:: How to complete this task ::
Only the lines containing "kurtdoherty" belong in the answer; find them in the material below.

>>>

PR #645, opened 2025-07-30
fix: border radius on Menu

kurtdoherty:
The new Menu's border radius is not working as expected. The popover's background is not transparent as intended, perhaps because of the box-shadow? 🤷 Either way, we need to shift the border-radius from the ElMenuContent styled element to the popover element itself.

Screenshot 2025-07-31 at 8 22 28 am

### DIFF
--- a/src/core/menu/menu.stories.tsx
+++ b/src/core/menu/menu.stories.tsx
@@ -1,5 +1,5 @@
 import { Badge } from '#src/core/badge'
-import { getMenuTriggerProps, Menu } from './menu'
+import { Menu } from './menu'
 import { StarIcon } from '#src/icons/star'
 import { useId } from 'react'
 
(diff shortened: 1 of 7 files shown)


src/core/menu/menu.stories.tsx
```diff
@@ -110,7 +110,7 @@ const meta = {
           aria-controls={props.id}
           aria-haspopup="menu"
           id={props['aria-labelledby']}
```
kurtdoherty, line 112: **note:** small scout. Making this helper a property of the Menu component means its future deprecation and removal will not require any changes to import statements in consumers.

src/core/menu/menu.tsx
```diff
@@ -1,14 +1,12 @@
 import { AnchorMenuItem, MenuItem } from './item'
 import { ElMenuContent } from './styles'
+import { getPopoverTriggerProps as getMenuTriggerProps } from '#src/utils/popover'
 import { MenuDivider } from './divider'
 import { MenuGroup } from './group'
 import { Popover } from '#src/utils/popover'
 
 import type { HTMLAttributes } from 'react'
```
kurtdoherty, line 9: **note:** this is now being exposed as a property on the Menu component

<<<

:: Written solution ::
kurtdoherty:
kurtdoherty, line 112: **note:** small scout. Making this helper a property of the Menu component means its future deprecation and removal will not require any changes to import statements in consumers.
kurtdoherty, line 9: **note:** this is now being exposed as a property on the Menu component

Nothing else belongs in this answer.